(How to complete this task) Your answer should be the exact lines of the data below from the one containing "PR #2058, opened 2024-11-24" through the one containing "Some limitations I"; please include nothing else.

(Data to use)
▼
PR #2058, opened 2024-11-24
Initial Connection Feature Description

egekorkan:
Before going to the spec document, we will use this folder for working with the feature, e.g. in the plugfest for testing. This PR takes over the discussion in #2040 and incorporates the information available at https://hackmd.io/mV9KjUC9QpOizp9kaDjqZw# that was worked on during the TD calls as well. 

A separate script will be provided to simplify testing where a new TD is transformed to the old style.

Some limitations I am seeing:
▲
▼
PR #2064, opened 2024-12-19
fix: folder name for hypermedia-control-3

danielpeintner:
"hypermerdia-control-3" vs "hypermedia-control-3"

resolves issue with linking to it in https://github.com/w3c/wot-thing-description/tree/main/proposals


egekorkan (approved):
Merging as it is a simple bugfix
▲
(Written answer)
PR #2058, opened 2024-11-24
Initial Connection Feature Description

egekorkan:
Before going to the spec document, we will use this folder for working with the feature, e.g. in the plugfest for testing. This PR takes over the discussion in #2040 and incorporates the information available at https://hackmd.io/mV9KjUC9QpOizp9kaDjqZw# that was worked on during the TD calls as well. 

A separate script will be provided to simplify testing where a new TD is transformed to the old style.

Some limitations I am seeing:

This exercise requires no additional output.